Danışacağım kadar da insana
danışmışken bir ömür ve hala danışmanlık hizmeti beklediğim ve de sunduğum
seferi günler hele ki gezgin bir mahkeme gibi salındığım iç âlemimde dış âlemin
dediklerine kulak kabartıp ona göre de şekillendirmişken içimdeki çocuğu elbet
söz dinlemediği de gün gibi aşikâr yine de kepçe kulaklarından asıp da beyaz
sayfanın duvarlarına yetmezmiş gibi tek ayak cezası verip bir de eline kalemi
tutuşturup şiirler yazmasını emrettiğim.
Her anlamda kaç parçaya bölünmüşsem
bir ömür.
Böldüğüm sayılar gibi zihnimi de
böldüğüm ve ruhumdaki yamaları saklayıp yüreğimdeki boşluğu da kalemle doldurup
üstüne bir sürahi dolusu da soğuk su içip içimi resmen üşütmüşken tıpkı soğuk
algınlığı gibi alıngan olan mizacımla sıcak bir keşfe kanat açtığım.
Miadı dolan neyse ya da kim.
Aslında benim açımdan kendimin miadı
çoktan dolduğu için her gün farklı açılımlar resmediyorum ne zaman içimdeki
manzaraya dalsam dış âlemi unutup içimdeki b/ölmelerle iştigalim.
Sökün eden hangi duygu sarmalı ise.
Kıpırdamadan geçmez iken günüm bu yüzden
her masa başına oturduğumda kısa molalar verip volta attığım evin uzun koridoru
ki nelere şahit o koridor çocukluğumdan bu yana.

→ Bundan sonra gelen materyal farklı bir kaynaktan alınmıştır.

PR #2905, opened 2025-02-08
add shift modifier to vehicle build-new

spacek531:
Did you know that shift-clicking when placing a vehicle on the tracks will make it go automatically? That's very handy!

Lets make more things use shift to speed up cumbersome tasks! Take this two-element dropdown for example. Using it could be much smoother if you could shift-click the button to select the second element, instead of moving the mouse.


src/OpenLoco/src/Ui/Windows/Vehicle.cpp
```diff
@@ -1176,14 +1176,13 @@ namespace OpenLoco::Ui::Windows::Vehicle
             {
                 return;
             }
-
-            if (itemIndex <= 0)
+            if (itemIndex == 1 || hasKeyModifier(Input::KeyModifier::shift))
```
LeftofZen, line 1179: i think the only reason this was made a dropdown in the first place is because we can't yet add custom graphics. "clone vehicle" should really be behind another dedicated button IMO, and then we can avoid some behaviour on buttons, some on dropdowns, and some behind shift modifiers

spacek531: Why should it be a dedicated button? Too many buttons clutters the interface, and the dropdown is a good solution in balancing adding new functionality while keeping the UI streamlined and easy to read.

Shift modifier on buttons will be tied to what alternate actions can be performed through that button, which again, will have the dropdown. There's nothing hidden behind modifiers about that.

LeftofZen: > Why should it be a dedicated button?

Because that's the standard UI element for letting the user tell a program to begin some action

> Too many buttons...

Yes I agree in principle, but that is not the case here.

> Shift modifier on buttons will be tied to what alternate actions can be performed through that button, 

Shift and control modifiers as UI elements are there to *modify* the action taken, not to select an entirely new action or to click the second item in a dropdown, which is simply counterintuitive for a user. Your approach becomes more flawed when you ask what happens when more items are added to the dropdown - does shift always click the second one? Does it click the third one? The last one? Do other buttons do other dropdown-index-specific actions?

> This (and the paint button) are the only buttons I know of that have a second function tied to them via a dropdown. If there are others, this can be added to them too, so it's consistent.

Adding non-standard UI interactions and then trying to justify them by saying you'll add more for consistency is just a little strange. 

All in all, I think a much better approach is to simply add a dedicated button for "Clone" below the "Modify" button with dedicated icon to inform the user at a glance what it might do. Personally I don't think this is a good change, but maybe the other devs have other ideas.

AaronVanGeffen: Yes, using a dropdown for the 'clone vehicle' option was always intended to be a temporary solution. See https://github.com/OpenLoco/OpenLoco/pull/748#issuecomment-778657371 for the discussion when it was introduced. The only reason it's still here four years later (!) is that we still haven't settled on a 'g2.dat' like solution for custom graphics.

spacek531:
This PR was jumping the gun a bit. See https://github.com/OpenLoco/OpenLoco/issues/2908 for the updated proposal on shift modifiers. I plan to reuse this PR for https://github.com/OpenLoco/OpenLoco/issues/2909 when it is working, unless the dev team would like it closed.

src/OpenLoco/src/Ui/ToolManager.h
```diff
@@ -1,20 +1,98 @@
...
+        getCursor,
+        count
+    };
+
+    struct ToolState
+    {
+        ToolEventType event;
+        Point pos;
+        int16_t scrollWheelChanged;
+        bool shiftPressed;
```
spacek531, line 33: not really necessary to have shiftPressed and controlPressed since this is called after the bitfield is modified, so they can use the regular input method

src/OpenLoco/src/Ui/ToolManager.h
```diff
@@ -1,20 +1,98 @@
...
+                return false;
+            }
+        }
+        return true;
+    }
+
+    // I'm sure there's a more cpp way to do this but I don't know it
+    constexpr bool operator==(const ToolConfiguration& a, const ToolConfiguration& b) noexcept
+    {
+        return a.events == b.events && a.cursor == b.cursor && a.type == b.type;
```
spacek531, line 93: intentionally excluding windowNumber

src/OpenLoco/src/Ui/ToolManager.cpp
```diff
@@ -74,13 +99,16 @@ namespace OpenLoco::ToolManager
...
+        currentTool.type = w->type;
+        currentTool.widget = widgetIndex;
+        currentTool.window = w->number;
+        currentTool.cursor = cursorId;
         Input::setFlag(Input::Flags::toolActive);
         Input::resetFlag(Input::Flags::flag6);
         ToolManager::setToolCursor(cursorId);
         ToolManager::setToolWindowType(w->type);
         ToolManager::setToolWindowNumber(w->number);
-        ToolManager::setToolWidgetIndex(widgetIndex);
```
spacek531, line 83: put this back

src/OpenLoco/src/Ui/ToolManager.h
```diff
@@ -1,16 +1,105 @@
...
+        onScrollControlModifier,
+        onScrollControlShiftModifier,
+        count
+    };
+
+    enum class ToolFlags : uint16_t
+    {
+        none = 0,
+        keepFlag6 = 1,
+        gridlines = 2,
```
spacek531, line 33: use (1U << x) notation

src/OpenLoco/src/Ui/Windows/CompanyWindow.cpp
```diff
@@ -715,6 +715,25 @@ namespace OpenLoco::Ui::Windows::CompanyWindow
...
+        class ToolBuildHQ : public ToolManager::ToolBase
+        {
+            virtual void onMouseMove(Window& self, const ToolManager::ToolEventType event);
+            virtual void onMouseDown(Window& self, const ToolManager::ToolEventType event);
+            virtual void onStop(Window& self, const ToolManager::ToolEventType event);
+
+        public:
+            ToolBuildHQ()
+            {
+                flags = ToolManager::ToolFlags::keepFlag6;
```
spacek531, line 727: add gridlines flag

src/OpenLoco/src/Input/Keyboard.cpp
```diff
@@ -589,5 +592,21 @@ namespace OpenLoco::Input
         }
 
         keyScroll();
+
```
spacek531, line 595: put this above keyScroll to sink input. Also fix the edge case where shift and control flip on the same frame.

src/OpenLoco/src/Input/MouseInput.cpp
```diff
@@ -1941,11 +1960,29 @@ namespace OpenLoco::Input
...
+        {
+            return;
+        }
+        else if (Input::hasKeyModifier(KeyModifier::shift) && ToolManager::fireEvent(ToolManager::ToolEventType::onScrollShiftModifier, 0, 0, wheel > 0 ? -1 : 1))
+        {
+            return;
+        }
+        else if (ToolManager::fireEvent(ToolManager::ToolEventType::onScrollNoModifier, 0, 0, wheel > 0 ? -1 : 1))
+        {
+            return;
```
spacek531, line 1983: rework this to fire all four combinations of modifiers.

src/Core/include/OpenLoco/Core/EnumFlags.hpp
```diff
@@ -40,5 +40,9 @@ namespace OpenLoco::Core
     inline constexpr ENM operator~(const ENM a) noexcept                                                                    \
     {                                                                                                                       \
         return static_cast<ENM>(~static_cast<std::underlying_type_t<ENM>>(a));                                              \
+    }                                                                                                                       \
+    inline constexpr bool operator&&(const ENM a, const ENM b) noexcept                                                     \
```
ZehMatt, line 44: What is this? The operation performed is also just `A & B` and not `A && B`, we have operator& implemented, see line 31.

spacek531: it's `A & B` cast to a bool. I got tired of writing `(A & B) != ENM:none`, but if this is truly undesirable I will keep doing that.

ZehMatt: I think this is rather confusing, I didn't even notice the return type. It's better to have utility functions in whatever stores the flags, I was also thinking about maybe adding FlagHolder<EnumType> which will always provide has/get/set etc. Will have to look at this in the near future but for now its best to create those utility functions

src/OpenLoco/src/Ui/ToolManager.cpp
```diff
@@ -141,23 +170,198 @@ namespace OpenLoco::ToolManager
...
+
+        auto w = WindowManager::find(type, window);
+        if (w == nullptr)
+        {
+            return false;
+        }
+        switch (event)
+        {
+            case ToolEventType::onStart:
+                onStart(*w, event);
```
spacek531, line 249: This is great except it calls the base class methods not the derived class methods. Is it possible? Nobody seems to know.

spacek531: I've set the base methods =0 which makes it an abstract class, which is fine except that it requires derived classes to override all virtual methods, which adds overhead. What would be the best way to handle that?

LeftofZen: > Is it possible to call a derived class method from a base class? Nobody seems to know.

This is just basic virtual functions; am I missing something? In general:

```
class Base {
public:
    virtual void doSomething() {    // Virtual function in the base class
        std::cout << "Base class doing something\n";
    }

    void callDoSomething() {
        doSomething(); // Calls the most derived version of doSomething
    }
};

class Derived : public Base {
public:
    void doSomething() override { // Override the virtual function
        std::cout << "Derived class doing something\n";
    }
};
```

even if you have a `Base* ptr = new Derived();`, `ptr->callDoSomething();` will return "Derived..."

spacek531: When I use the VS debugger, stepping into the calls here goes to the base class methods, not the derived class.

spacek531: The issue was using refs not pointers.

src/OpenLoco/src/Ui/ToolManager.h
```diff
@@ -29,5 +139,15 @@ namespace OpenLoco::ToolManager
...
+
+    /*
+     * gets the current cursor for the active tool
+     */
+    CursorId getCursor(CursorId current, bool& out, int16_t x = std::numeric_limits<int16_t>::min(), int16_t y = std::numeric_limits<int16_t>::min());
+
+    /*
+     * fires the selected type and returns if the input was sunk. x, y: mouse position, mouseWheel: mouse wheel input
+     */
+    bool fireEvent(ToolEventType_t event, int16_t x = std::numeric_limits<int16_t>::min(), int16_t y = std::numeric_limits<int16_t>::min(), int16_t mouseWheel = std::numeric_limits<int16_t>::min());
```
spacek531, line 152: Find a better solution for null value, and swap mouseWheel to the 2nd argument

src/OpenLoco/src/Ui/Windows/CompanyWindow.cpp
```diff
@@ -616,6 +616,29 @@ namespace OpenLoco::Ui::Windows::CompanyWindow
...
+        class ToolBuildHQ : public ToolBase
+        {
+            virtual void onMouseMove(Window& self, ToolEventType_t event) override;
+            virtual void onMouseDown(Window& self, ToolEventType_t event) override;
+            virtual void onStop(Window& self, ToolEventType_t event) override;
+
+        public:
+            ToolBuildHQ()
+            {
+                toolFlags = ToolFlag::keepFlag6;
```
spacek531, line 631:
```suggestion
                toolFlags = ToolFlag::keepFlag6 | ToolFlag::gridlines;
```

spacek531:
All the major functionality is working, so I am marking this for review now. Current tools interoperate with the new method, so tools can be refactored individually in subsequent PRs.

src/OpenLoco/src/Ui/ToolManager.cpp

Elbet öğrencilik zamanımda elimde
ders kitapları ve notları kim bilir kaç bin kere gidip gelmişimdir o koridorda
üstelik üşenmeden ders notlarımı duvara yapıştırıp ezberciliğimi da sevgili ilkokul
öğretmenime borçlu iken.
Elbet ezberci sistemin dayatması bu
anlamda sözele geçtiğimde hayli sıkıntı yaşadığım gibi ezberciliğimle de çok
şeyin altına imza atmışımdır elbet tüm başarılarım ve diplomalarım dünde kalan
yoksa an itibari ile hala bir arayışın içinde olur muydum, bilmiyorum inanın
ki.
Bilgi açlığım.
İnsan sevgim.
Kendimle olan savaşım.
Bu anlamda içime kapanmak asla
yaramadı bana bu yüzden illa ki bir şeylerle meşgul olmalıyım hem de kendimi
bildim bileli.
Ruhumdaki salgın bazen öylesine
zıvanadan çıkarıyor ki beni:
Anlama isteğim ve de anlatmak adına
bir ömrü kaç parçaya böldüğüm ve farklı disiplinlerden faydalanıp içime
tuttuğum buna aynanın dahi yetmediği.
Aslında tek zerreden ibaret aciz bir
kul olmamın ötesinde küle dönüşmem belki de beni yeniden doğmaya teşvik eden bu
yüzden içimde saklı o seyyah yürek ve de sonsuzluğun ç/ağrısı ile gidip
geliyorum defalarca.
Direndiğim kadar da direttiğim.
Ama bir noktadan sonra pes edip her
şeyi bir anda elimin tersiyle itmemin bende yarattığı infilak.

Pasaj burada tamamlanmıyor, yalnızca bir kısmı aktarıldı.